Website-To-Plugin Conversion Rules

• Split the source website into a route shell plus assets/. Keep HTML structure in the shell, compiled or copied JS/CSS/media in assets/, and business APIs in routes/*.js.
• Large media such as MP4 backgrounds must stay as files under assets/; do not base64-inline them and do not stream them through custom plugin routes.
• Live data APIs belong behind plugin routes that call ctx.network.fetch(). The browser page calls hana.api.fetch('api/...'), receives sanitized JSON, and renders it locally.
• First paint must not auto-call LLM APIs. Trigger model calls only from an explicit user action, then call a plugin backend route with hana.api.fetch(...); the backend route may use sampleText() or other runtime helpers.
• After generating or editing a UI plugin, check for disallowed patterns before installing: pluginIframeTicket in asset/API URLs, hard-coded /api/plugins/{pluginId} in browser code, direct third-party fetch() from iframe assets, custom static-file routes in new code, missing assets/ files, and page-load LLM calls.
• If the user asks to turn a login-backed or browser-operated website into a plugin, explain that the stable API today is WebView/iframe UI plus route-backed data APIs.
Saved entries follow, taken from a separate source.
PR #13078, opened 2026-09-08
fix(providers): honor operator-set endpoint overrides for local models

hartmark:
## What Problem This Solves

A self-hosted server like llama.cpp reports **no capability data** on its own
`/v1/models` response -- unlike Ollama (already fixed for this exact class in
#11087 via an `/api/show` probe), llama.cpp has no equivalent endpoint to
probe. So a discovered embedding model's synced cache entry
(`syncedAvailableModels`) never gets a `supportedEndpoints` of its own, and
the operator's only recourse is the explicit "Supported endpoints" override
in the Providers UI (`PUT /api/provider-models`).

That override was broken **end to end** for exactly this case:

1. `updateCustomModel()` (backing `PUT /api/provider-models`) 404'd for any
   model that had never been explicitly imported into the `customModels`
   store before -- which is every auto-discovered model. The very save the
   UI offers for "my server doesn't report this, let me tell you myself"
   failed silently with `"Model not found"`.
2. Even with a saved override, `/v1/embeddings`' dynamic-provider routing
   (`resolveLocalSyncedEndpointRoute`) only ever consulted the raw,
   un-annotated `syncedAvailableModels` cache -- never the `customModels`
   override the `/v1/models` catalog itself already merges in for display.
   An operator could watch the catalog correctly show "Embeddings" for their
   model and still get `"Unknown embedding provider"` on the actual request.

## Fix

- **`models.ts`**: `updateCustomModel()` takes an opt-in
  `{ createIfMissing: true }` option that upserts (seeding the same default
  shape `addCustomModel()` uses) instead of returning `null` when no
  `customModels` row exists yet for this model. The existing null-return
  contract is preserved by default -- the `PATCH` `isHidden` caller
  (`route.ts`) still relies on it to trigger its own compat-override
  fallback, so it keeps calling the function unchanged.
- **`provider-models/route.ts`**: the `PUT` handler opts into
  `createIfMissing`, fixing the 404 on the very save this endpoint exists to
  serve.
- **`syncedEndpointRouting.ts`**: `resolveLocalSyncedEndpointRoute()` now
  also checks for a `customModels` override matching the model's exact
  catalog id and honors its `supportedEndpoints`, the same way the
  `/v1/models` catalog already merges `customModels` on top of synced
  entries for display.

## Evidence

New regression tests pin both fixes against the real observed shape: a
llama-cpp connection with one synced model (`source: "imported"`, no
`supportedEndpoints`). They prove: (a) `updateCustomModel` upserts with
`createIfMissing` but still returns `null` without it (preserving the PATCH
caller's contract); (b) an override rescues routing for a model with no
endpoints of its own; (c) an override on a different model id does not leak
onto this one; (d) a model's own genuine `supportedEndpoints` still work
with no override needed. Confirmed both directly-relevant tests fail
against the pre-fix code and pass after.

```
$ node --test tests/unit/local-provider-embedding-override.test.ts
tests 5, pass 5, fail 0

$ node --test tests/unit/db-models-crud.test.ts tests/unit/db-models-split.test.ts \
    tests/unit/provider-models-custom-merge-6247.test.ts tests/unit/provider-models-token-limits.test.ts \
    tests/unit/synced-model-delete-custom-sibling.test.ts tests/unit/auto-combo-hidden-models-4558.test.ts \
    tests/unit/model-catalog-source-invalidation-8728.test.ts tests/unit/models-db-isfree.test.ts
tests 44, pass 44, fail 0
```

- `eslint` on all touched files: clean

**Live-verified** against the exact user-reported request (deployed before
opening this PR, given it was actively blocking a user): saving the
"Embeddings" override on a llama.cpp connection's discovered model went from
404 to 200, and the subsequent `/v1/embeddings` call against that exact
model id went from `400 "Unknown embedding provider"` to `200` with a real
embedding vector.

### DIFF
--- a/src/app/api/provider-models/route.ts
+++ b/src/app/api/provider-models/route.ts
@@ -258,7 +258,7 @@ export async function PUT(request) {
       }
     }
 
-    const model = await updateCustomModel(provider, modelId, updates);
+    const model = await updateCustomModel(provider, modelId, updates, { createIfMissing: true });
 
     if (!model) {
       const rawKeys = Object.keys(raw);
--- a/src/lib/db/models.ts
+++ b/src/lib/db/models.ts
@@ -775,20 +775,37 @@ function applyTriStateBooleanOverride(
 export async function updateCustomModel(
   providerId: string,
   modelId: string,
-  updates: Record<string, unknown> = {}
+  updates: Record<string, unknown> = {},
+  options: { createIfMissing?: boolean } = {}
 ) {
   const db = getDbInstance();
   const row = db
     .prepare("SELECT value FROM key_value WHERE namespace = 'customModels' AND key = ?")
     .get(providerId);
-  if (!row) return null;
 
-  const value = getKeyValue(row).value;
-  if (!value) return null;
+  const value = row ? getKeyValue(row).value : null;
+  const models: JsonRecord[] = value ? JSON.parse(value) : [];
+  let index = models.findIndex((m: JsonRecord) => m.id === modelId);
 
-  const models = JSON.parse(value);
-  const index = models.findIndex((m: JsonRecord) => m.id === modelId);
-  if (index === -1) return null;
+  if (index === -1) {
+    if (!options.createIfMissing) return null;
+    // A model discovered via sync/passthrough (syncedAvailableModels) has no
+    // customModels row until an operator explicitly overrides one of its
+    // fields -- PUT /api/provider-models is exactly that "set an override"
+    // action, so upsert here (same default shape as addCustomModel()) instead
+    // of 404ing on the very save it exists to serve. Observed live: a
+    // llama.cpp connection's auto-discovered embedding model had no way to be
+    // marked "supports embeddings" because it had never been explicitly
+    // imported as a custom model first.
+    models.push({
+      id: modelId,
+      name: modelId,
+      source: "manual",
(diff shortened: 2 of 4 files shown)


hartmark:
Follow-up commit: accept a collapsed single-slash id too.

llama.cpp's own `/v1/models` reports models by absolute filesystem path (`/models/Qwen3-Embedding-4B-Q8_0.gguf`), so `<alias>/<rawId>` naturally reads as `llamacpp//models/foo.gguf` (double slash) -- correct, but an operator naturally collapses it to a single slash by hand, which 404'd. `resolveLocalSyncedEndpointRoute()` now tries both forms; the catalog's own displayed id is unchanged. New test + live-verified both forms now resolve to the same model/connection.

diegosouzapw:
Nice, well-tested fix — the code comments explain the real-world llama.cpp scenarios clearly,
and the `createIfMissing` opt-in keeps `updateCustomModel()`'s existing contract intact for
every other caller (confirmed by your own "unchanged contract" test). Ran the full new test
file locally: 6/6 pass. Please add a changelog fragment under `changelog.d/fixes/` before
merge.

hartmark:
Added the changelog fragment — `changelog.d/fixes/13078-local-provider-embedding-override.md`, verified with `check:changelog-integrity`. Ready to merge from my side.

Do not create ad hoc browser-control interfaces; note that a future web-session capability should own persistent cookies, navigation, and user-mediated external site interaction.
• Use the dev loop first. Install source into ${HANA_HOME}/plugins-dev/, reload after edits, run diagnostics and scenarios, then package or install into the normal plugin directory only after the dev copy works. Existing installed plugins may include compatibility handlers; treat them as cleanup candidates, not broken plugins.